--- MATERIAL FOR THE TASK ---
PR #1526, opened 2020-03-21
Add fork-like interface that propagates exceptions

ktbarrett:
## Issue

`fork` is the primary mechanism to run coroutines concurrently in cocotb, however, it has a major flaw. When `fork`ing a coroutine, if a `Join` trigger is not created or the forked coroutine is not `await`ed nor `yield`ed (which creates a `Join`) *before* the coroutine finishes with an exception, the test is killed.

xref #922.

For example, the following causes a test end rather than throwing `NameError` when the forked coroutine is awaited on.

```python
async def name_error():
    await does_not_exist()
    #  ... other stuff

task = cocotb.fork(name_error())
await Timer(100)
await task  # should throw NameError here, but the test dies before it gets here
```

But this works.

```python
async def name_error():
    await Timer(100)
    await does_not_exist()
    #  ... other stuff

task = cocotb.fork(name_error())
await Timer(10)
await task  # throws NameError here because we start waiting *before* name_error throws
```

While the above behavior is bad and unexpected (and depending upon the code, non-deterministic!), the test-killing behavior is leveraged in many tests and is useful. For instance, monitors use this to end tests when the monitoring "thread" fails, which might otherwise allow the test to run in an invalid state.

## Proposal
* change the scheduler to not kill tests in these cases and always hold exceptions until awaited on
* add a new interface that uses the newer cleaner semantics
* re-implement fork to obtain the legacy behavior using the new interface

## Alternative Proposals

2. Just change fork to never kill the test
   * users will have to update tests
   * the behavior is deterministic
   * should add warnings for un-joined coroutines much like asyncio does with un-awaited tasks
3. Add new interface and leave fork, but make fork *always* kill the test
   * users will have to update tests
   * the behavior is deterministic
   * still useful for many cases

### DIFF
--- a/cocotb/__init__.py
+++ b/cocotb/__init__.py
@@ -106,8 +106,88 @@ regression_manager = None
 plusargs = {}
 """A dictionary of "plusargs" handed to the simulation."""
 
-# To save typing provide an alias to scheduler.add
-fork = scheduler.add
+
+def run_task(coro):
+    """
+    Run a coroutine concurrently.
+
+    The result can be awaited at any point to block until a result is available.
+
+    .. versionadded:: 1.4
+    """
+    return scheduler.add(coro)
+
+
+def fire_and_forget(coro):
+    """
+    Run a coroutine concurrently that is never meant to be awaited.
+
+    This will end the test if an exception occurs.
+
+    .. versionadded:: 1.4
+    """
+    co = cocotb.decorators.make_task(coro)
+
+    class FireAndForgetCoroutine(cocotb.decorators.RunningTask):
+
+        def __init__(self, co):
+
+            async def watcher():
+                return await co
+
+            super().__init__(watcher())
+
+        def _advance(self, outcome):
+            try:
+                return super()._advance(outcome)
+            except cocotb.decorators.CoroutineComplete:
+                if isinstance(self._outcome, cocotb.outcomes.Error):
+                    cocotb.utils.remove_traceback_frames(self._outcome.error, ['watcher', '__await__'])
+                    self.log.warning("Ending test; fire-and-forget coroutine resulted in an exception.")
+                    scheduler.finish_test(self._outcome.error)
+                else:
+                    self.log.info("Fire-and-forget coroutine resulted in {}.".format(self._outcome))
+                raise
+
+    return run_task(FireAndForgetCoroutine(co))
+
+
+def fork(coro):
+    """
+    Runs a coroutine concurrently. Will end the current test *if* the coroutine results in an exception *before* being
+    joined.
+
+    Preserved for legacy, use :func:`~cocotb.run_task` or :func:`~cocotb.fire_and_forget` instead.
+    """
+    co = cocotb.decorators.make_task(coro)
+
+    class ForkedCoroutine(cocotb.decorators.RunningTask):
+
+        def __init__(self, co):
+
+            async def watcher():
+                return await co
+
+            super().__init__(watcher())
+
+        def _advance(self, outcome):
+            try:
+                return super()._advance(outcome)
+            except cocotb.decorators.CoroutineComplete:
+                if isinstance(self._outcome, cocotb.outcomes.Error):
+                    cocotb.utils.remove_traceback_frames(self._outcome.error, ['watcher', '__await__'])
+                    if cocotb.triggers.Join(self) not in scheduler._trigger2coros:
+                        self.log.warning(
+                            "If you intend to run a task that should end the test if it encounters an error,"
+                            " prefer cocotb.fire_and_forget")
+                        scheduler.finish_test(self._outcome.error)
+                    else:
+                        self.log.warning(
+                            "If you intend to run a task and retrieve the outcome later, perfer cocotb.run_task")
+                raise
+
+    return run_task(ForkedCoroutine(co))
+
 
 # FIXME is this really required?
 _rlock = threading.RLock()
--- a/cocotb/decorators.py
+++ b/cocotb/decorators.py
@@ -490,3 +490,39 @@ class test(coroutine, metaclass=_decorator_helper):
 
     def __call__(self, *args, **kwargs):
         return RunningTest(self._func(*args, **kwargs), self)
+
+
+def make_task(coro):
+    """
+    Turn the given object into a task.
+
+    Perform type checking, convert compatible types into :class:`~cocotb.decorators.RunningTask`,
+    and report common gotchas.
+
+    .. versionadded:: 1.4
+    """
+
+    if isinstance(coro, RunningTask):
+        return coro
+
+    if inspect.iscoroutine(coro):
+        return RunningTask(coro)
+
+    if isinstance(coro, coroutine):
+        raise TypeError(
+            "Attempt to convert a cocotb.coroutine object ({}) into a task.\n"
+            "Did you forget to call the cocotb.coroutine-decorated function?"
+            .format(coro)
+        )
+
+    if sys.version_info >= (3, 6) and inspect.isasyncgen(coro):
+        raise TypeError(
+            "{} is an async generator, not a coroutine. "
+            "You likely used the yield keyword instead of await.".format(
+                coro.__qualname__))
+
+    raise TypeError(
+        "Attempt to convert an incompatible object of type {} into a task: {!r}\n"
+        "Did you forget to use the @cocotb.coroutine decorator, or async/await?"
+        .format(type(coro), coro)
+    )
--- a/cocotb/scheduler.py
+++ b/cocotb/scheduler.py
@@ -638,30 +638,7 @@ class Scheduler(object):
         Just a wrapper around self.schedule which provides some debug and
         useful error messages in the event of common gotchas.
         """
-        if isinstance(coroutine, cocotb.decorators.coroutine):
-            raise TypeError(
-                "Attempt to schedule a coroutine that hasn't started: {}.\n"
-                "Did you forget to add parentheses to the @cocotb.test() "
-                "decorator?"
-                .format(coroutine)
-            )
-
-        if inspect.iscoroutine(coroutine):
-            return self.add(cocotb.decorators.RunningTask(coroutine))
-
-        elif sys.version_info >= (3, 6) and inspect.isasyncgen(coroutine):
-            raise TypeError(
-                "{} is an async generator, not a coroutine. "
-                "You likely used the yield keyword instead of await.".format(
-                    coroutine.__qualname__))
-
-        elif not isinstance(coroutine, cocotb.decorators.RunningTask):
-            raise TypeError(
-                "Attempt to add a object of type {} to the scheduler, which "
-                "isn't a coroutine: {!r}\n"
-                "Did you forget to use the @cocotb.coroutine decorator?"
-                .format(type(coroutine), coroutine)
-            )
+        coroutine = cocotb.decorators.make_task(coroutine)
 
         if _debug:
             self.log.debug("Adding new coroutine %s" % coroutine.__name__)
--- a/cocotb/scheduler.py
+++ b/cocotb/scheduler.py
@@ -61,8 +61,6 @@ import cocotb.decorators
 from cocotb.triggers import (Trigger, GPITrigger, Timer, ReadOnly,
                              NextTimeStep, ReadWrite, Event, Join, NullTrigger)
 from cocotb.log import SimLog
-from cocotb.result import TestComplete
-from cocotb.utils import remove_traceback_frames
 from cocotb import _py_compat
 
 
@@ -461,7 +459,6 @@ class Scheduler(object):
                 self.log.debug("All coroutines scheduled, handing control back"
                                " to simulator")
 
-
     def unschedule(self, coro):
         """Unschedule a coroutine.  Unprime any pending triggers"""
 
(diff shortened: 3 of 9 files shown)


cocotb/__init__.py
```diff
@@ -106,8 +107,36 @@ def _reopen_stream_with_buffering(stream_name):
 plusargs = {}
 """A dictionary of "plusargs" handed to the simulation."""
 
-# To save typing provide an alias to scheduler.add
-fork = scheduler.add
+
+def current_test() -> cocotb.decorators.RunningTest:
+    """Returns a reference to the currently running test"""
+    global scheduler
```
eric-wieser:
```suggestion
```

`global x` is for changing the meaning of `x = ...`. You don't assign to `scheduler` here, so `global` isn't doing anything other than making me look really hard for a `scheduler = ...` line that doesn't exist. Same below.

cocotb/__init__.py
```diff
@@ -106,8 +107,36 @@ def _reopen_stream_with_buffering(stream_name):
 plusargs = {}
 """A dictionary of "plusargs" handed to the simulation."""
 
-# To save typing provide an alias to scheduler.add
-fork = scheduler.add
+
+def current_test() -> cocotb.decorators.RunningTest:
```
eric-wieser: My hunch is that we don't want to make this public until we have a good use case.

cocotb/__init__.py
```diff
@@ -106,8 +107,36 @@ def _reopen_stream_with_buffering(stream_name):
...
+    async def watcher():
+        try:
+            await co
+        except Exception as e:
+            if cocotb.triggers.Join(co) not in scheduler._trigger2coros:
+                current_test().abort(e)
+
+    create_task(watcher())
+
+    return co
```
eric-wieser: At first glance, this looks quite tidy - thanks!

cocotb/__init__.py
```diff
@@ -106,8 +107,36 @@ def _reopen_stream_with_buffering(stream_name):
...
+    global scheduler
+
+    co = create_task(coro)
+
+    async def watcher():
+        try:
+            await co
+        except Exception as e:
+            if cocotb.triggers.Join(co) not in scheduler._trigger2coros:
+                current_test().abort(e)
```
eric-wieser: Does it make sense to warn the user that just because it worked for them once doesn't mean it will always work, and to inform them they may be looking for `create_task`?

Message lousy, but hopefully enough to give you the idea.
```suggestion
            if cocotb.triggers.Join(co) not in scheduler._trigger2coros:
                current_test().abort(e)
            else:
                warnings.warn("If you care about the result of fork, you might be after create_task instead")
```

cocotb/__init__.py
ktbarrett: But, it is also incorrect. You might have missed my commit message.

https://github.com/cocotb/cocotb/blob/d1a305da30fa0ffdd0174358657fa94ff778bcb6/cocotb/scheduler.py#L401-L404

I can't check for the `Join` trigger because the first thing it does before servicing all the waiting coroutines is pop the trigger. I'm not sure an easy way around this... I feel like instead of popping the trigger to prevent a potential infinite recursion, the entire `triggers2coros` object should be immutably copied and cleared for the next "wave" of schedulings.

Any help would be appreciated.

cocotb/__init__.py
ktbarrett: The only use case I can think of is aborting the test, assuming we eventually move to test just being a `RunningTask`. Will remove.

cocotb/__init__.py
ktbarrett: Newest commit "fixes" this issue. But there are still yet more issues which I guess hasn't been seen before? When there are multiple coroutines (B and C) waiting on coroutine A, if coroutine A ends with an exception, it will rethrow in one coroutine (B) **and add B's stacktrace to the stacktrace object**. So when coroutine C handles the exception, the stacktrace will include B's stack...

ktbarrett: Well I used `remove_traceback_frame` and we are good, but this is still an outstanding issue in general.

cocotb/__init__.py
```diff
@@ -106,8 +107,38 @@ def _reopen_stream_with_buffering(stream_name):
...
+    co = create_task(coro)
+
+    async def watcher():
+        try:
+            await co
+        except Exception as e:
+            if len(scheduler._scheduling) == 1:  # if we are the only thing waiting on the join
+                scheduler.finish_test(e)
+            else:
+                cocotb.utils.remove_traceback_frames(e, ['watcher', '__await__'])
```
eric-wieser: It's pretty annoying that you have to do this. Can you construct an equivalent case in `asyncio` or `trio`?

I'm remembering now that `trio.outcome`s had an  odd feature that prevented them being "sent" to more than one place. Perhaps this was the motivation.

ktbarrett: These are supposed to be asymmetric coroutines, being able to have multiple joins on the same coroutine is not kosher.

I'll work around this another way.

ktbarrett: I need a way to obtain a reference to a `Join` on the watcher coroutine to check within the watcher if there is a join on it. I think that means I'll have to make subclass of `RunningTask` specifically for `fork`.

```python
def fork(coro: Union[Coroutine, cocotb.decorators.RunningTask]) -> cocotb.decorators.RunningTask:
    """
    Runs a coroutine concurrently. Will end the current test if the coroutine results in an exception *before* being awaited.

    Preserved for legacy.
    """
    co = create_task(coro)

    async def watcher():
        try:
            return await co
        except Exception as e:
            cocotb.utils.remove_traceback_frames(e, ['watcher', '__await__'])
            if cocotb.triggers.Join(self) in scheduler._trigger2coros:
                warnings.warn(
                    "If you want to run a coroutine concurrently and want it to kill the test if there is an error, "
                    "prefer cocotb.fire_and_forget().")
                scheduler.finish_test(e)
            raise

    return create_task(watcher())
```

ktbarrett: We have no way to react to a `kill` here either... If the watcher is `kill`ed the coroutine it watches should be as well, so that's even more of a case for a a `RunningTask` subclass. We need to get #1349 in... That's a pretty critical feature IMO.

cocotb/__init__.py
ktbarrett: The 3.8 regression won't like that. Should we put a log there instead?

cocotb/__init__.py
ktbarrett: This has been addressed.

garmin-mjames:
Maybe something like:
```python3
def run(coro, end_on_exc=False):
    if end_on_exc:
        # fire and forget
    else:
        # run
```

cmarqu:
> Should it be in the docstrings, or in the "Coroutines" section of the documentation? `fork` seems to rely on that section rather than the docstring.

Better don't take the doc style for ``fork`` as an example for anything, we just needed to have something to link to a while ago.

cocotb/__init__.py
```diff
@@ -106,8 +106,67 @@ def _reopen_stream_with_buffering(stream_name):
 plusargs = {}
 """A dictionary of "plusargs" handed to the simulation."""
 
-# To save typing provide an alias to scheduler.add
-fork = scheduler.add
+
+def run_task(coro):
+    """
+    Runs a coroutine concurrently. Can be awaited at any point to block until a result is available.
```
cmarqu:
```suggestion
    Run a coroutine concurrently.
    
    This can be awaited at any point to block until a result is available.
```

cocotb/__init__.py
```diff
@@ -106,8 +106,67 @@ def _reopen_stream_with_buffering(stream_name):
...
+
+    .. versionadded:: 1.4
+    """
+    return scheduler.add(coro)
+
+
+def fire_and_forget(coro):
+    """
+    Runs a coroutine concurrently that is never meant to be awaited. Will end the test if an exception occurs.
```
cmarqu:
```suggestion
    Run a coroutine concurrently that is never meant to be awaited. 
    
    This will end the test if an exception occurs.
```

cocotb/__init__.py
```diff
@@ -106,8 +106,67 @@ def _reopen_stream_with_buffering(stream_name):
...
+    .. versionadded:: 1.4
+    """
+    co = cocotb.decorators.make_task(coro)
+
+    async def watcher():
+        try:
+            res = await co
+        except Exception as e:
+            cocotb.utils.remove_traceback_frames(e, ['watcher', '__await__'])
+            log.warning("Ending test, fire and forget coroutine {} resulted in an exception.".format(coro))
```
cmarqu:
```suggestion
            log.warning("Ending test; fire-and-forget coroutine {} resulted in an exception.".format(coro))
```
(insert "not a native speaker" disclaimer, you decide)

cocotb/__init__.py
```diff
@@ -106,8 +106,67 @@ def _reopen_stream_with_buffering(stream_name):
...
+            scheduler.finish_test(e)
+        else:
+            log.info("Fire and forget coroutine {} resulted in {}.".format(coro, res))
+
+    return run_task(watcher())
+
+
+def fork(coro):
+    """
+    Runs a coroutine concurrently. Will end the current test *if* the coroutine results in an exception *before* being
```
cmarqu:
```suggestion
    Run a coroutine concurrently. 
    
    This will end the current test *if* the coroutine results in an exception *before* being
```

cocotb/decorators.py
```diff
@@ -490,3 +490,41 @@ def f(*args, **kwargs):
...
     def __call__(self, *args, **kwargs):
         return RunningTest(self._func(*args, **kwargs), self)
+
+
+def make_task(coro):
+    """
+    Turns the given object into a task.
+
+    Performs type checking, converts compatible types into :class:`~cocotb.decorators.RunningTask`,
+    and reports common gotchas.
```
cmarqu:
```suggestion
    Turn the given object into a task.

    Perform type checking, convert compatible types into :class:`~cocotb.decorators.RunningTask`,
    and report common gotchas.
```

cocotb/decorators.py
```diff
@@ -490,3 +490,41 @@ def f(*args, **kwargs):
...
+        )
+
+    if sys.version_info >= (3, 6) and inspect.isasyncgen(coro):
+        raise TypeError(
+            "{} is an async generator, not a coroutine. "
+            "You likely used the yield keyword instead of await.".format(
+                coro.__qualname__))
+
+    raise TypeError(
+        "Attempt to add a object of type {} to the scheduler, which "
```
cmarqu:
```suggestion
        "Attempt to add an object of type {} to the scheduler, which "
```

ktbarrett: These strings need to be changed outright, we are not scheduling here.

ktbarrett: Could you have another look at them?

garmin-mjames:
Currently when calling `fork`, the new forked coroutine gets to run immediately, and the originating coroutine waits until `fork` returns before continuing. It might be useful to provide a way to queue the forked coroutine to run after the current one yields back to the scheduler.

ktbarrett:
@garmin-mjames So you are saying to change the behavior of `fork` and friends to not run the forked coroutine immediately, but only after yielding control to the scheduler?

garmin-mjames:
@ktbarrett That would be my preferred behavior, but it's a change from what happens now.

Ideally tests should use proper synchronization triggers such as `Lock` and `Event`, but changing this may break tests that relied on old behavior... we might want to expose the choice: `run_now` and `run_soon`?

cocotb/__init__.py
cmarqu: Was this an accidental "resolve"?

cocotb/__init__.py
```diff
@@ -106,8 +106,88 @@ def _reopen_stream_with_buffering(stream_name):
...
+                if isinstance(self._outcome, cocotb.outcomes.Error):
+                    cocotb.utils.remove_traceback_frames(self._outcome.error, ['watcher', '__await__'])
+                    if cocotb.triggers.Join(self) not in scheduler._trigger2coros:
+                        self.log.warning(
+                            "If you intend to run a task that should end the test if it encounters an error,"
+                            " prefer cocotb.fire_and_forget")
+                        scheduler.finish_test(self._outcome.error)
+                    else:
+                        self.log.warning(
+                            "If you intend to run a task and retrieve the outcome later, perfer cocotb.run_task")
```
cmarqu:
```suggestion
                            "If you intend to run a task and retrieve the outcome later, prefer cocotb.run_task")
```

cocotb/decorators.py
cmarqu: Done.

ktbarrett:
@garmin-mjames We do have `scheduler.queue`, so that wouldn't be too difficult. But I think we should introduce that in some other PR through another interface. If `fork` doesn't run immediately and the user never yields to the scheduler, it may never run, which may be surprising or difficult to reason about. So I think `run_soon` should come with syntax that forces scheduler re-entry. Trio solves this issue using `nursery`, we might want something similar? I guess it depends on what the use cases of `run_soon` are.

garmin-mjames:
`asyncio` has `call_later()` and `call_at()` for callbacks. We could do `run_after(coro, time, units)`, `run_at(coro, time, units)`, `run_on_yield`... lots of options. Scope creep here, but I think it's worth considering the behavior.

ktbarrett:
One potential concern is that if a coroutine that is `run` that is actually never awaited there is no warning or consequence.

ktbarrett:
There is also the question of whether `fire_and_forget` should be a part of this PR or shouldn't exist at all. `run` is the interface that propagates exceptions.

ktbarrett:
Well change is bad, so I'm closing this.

--- REQUIREMENT ---
What lines above contain "Timer"? Copy them out.

--- EXERCISE ANSWER ---
await Timer(100)
    await Timer(100)
await Timer(10)
 from cocotb.triggers import (Trigger, GPITrigger, Timer, ReadOnly,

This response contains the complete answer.